PR #8588, opened 2025-02-08
[url_launcher]: (Web) When click on `Link` widget without calling `followLink` function still takes browser to that link

aarajput:
### Bug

> WHAT THE EXERCISE ASKS
Reproduce all the data word for word.

> OUTPUT BELOW
PR #8588, opened 2025-02-08
[url_launcher]: (Web) When click on `Link` widget without calling `followLink` function still takes browser to that link

aarajput:
### Bug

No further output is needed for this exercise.